PR #2087, opened 2016-06-14
Feature/booking openup backend

aethemba:


bluebottle/suggestions/views.py
```diff
@@ -29,13 +29,13 @@ def get_queryset(self):
 
 class SuggestionDetail(generics.RetrieveUpdateAPIView):
     queryset = Suggestion.objects.all()
-    permission_classes = (IsAuthenticated,)
+    permission_classes = (AllowAny,)
```
eodolphi: Is this a potential security issue? Anybody can read update and delete suggestions. That does not seem right.

eodolphi: It seems you can even view the token in the detail view. So yes, this seems like an security issue.

bluebottle/suggestions/views.py
```diff
@@ -1,14 +1,14 @@
...
 
 from bluebottle.suggestions.models import Suggestion
 from bluebottle.suggestions.serializers import SuggestionSerializer
 
 
 class SuggestionList(generics.ListCreateAPIView):
     queryset = Suggestion.objects.all()
-    permission_classes = (IsAuthenticated,)
+    permission_classes = (AllowAny,)
     serializer_class = SuggestionSerializer
```
eodolphi: Same here, not anybody should be able to read the list of suggestions. Anybody should be able to create them though.

bluebottle/utils/email_backend.py
```diff
@@ -97,11 +97,17 @@ def _send(self, email_message):
...
                    from_email=None, **kwargs):
+
     if hasattr(to, 'primary_language') and to.primary_language:
         language = to.primary_language
     else:
         language = properties.LANGUAGE_CODE
 
+    # This is an exception to handle a Bookingcares.com language which
+    # contains more languages than the rest of the platform
+    if kwargs.get('language', None):
```
eodolphi: `if 'language' in kwargs:` looks more pyhtonic to me.

bluebottle/settings/base.py
```diff
@@ -145,6 +145,7 @@
     'bluebottle.auth.middleware.AdminOnlySessionMiddleware',
     'bluebottle.auth.middleware.AdminOnlyCsrf',
     'bluebottle.auth.middleware.AdminOnlyAuthenticationMiddleware',
+    'corsheaders.middleware.CorsMiddleware',
```
eodolphi: This also requires a change to the settings generated in server-deployment right?

bluebottle/suggestions/views.py
aethemba: In still working on this, its not meant to be merged yet. Ill add Do Not Merge to the title

PR #2102, opened 2016-06-21
Feature/bb 7146 fix payouts

gannetson:


rollick:
We should merge master into develop to get these changes.

PR #2113, opened 2016-06-22
Add Remote ID to exports

gannetson:


eodolphi:
Cool! But I do not think this will solve the complete issue. I think the idea was to add it to the normal csv exports.

PR #2139, opened 2016-07-01
Fix scaling of profile images

gannetson:
BB-6967 #resolve

### DIFF
--- a/bluebottle/bluebottle_drf2/serializers.py
+++ b/bluebottle/bluebottle_drf2/serializers.py
@@ -39,11 +39,10 @@ class RestrictedImageField(serializers.ImageField):
 
 
 class SorlImageField(RestrictedImageField):
-    def __init__(self, geometry_string, **kwargs):
+    def __init__(self, geometry_string, crop='center', colorspace='RGB', **kwargs):
         self.geometry_string = geometry_string
-        self.kwargs = kwargs
-        self.crop = kwargs.pop('crop', 'center')
-        self.colorspace = kwargs.pop('colorspace', 'RGB')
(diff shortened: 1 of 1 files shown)


bluebottle/bluebottle_drf2/serializers.py
```diff
@@ -40,10 +40,10 @@ def to_internal_value(self, data):
 
 class SorlImageField(RestrictedImageField):
     def __init__(self, geometry_string, **kwargs):
-        self.crop = kwargs.pop('crop', 'center')
```
eodolphi: Since we do not use kwargs anymore, wouldn't it be cleaner to just change the signature here to:

```
def __init__(self, geometry_string, crop='center', colorspace='RGB'):
```

gannetson: The idea is that we could pass kwargs like here:
https://github.com/onepercentclub/bluebottle/blob/c87da0d0b79c55e3f79cb98bcfd9129c6be5bbef/bluebottle/members/serializers.py#L42

eodolphi: That will still work. It just makes it clear what the signature of the function is. And the code that sets the defaults is now gone.

aethemba:
@gannetson , @eodolphi , is this ready to go in?

bluebottle/bluebottle_drf2/serializers.py
gannetson: Yeah true. The original idea was that you could pass other imagick properties, but since we don't pass them  we could skip using this.kwargs

PR #2147, opened 2016-07-07
added task filter on TaskList view and added tests

aethemba:


bluebottle/bb_tasks/views.py
```diff
@@ -79,6 +83,21 @@ def get_queryset(self):
...
+        end_date = self.request.query_params.get('end_date', None)
+
+        # User searches for tasks on a specific day.
+        if start_date and not end_date:
+            qs = qs.filter(Q(type='event', deadline=start_date) |
+                           Q(type='ongoing', deadline__gte=start_date))
+
+        # User searches for tasks in a specific range
+        if start_date and end_date:
+            qs = qs.filter(deadline__range=[start_date, end_date])
```
gannetson: ongoing tasks with deadline > end_date should also be returned I think (because they are 'active' within the range)

aethemba: Which line are you referring to? Because line 99 doesn't filter on type and if there is an explicit end_date it shouldn't return anything outside of that range.

aethemba: @gannetson , ^^

PR #2188, opened 2016-08-09
Validate that currencies match the project currency

eodolphi:


eodolphi:
This fails because multipart api calls do not work with our currency objects: https://onepercentclub.atlassian.net/browse/BB-7617

gannetson:
We now accept flattened MoneyFields to (json string) @eodolphi

eodolphi:
Jep I'll fix the tests.

PR #2189, opened 2016-08-09
Facebook login without email

rollick:


rollick:
@eodolphi We should get this merged asap. The frontend already has some handling for invalid email addresses when the user goes to a project page.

▶ _Work item_
All lines of the entries above where "pass" turns up should be reported.

▶ _Response to the task_
gannetson: The idea is that we could pass kwargs like here:
gannetson: Yeah true. The original idea was that you could pass other imagick properties, but since we don't pass them  we could skip using this.kwargs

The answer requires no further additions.